Extracted information
PR #222, opened 2021-07-04
Backbone representation

arose:
image


src/mol-math/linear-algebra/3d/vec3.ts
```diff
@@ -474,7 +474,9 @@ namespace Vec3 {
 
     /** Computes the angle between 2 vectors, reports in radians. */
     export function angle(a: Vec3, b: Vec3) {
-        const theta = dot(a, b) / Math.sqrt(squaredMagnitude(a) * squaredMagnitude(b));
+        const denominator = Math.sqrt(squaredMagnitude(a) * squaredMagnitude(b));
+        if (denominator === 0) return Math.PI / 2;
```
dsehnal, line 478: Would ``denominator <= epsilon`` produce more stable results?

dsehnal (commented):
Nice and definitely useful thanks to the ability to use impostors to render the backbone.

Would it also make sense to support spline interpolation so that it would look like cartoons without secondary structures? Or, alternatively, add "ignore secondary structure/backbone only" option for cartoon representation as well?

src/mol-math/linear-algebra/3d/vec3.ts
arose: maybe, the current way is like three.js is doing it

arose:
> 
> 
> Nice and definitely useful thanks to the ability to use impostors to render the backbone.
> 
> Would it also make sense to support spline interpolation so that it would look like cartoons without secondary structures? Or, alternatively, add "ignore secondary structure/backbone only" option for cartoon representation as well?

Isn't that what the putty representation with a uniform size theme does?

image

Assignment
If a line of the records above holds the word "useful", show it.

Output of the task
Nice and definitely useful thanks to the ability to use impostors to render the backbone.
> Nice and definitely useful thanks to the ability to use impostors to render the backbone.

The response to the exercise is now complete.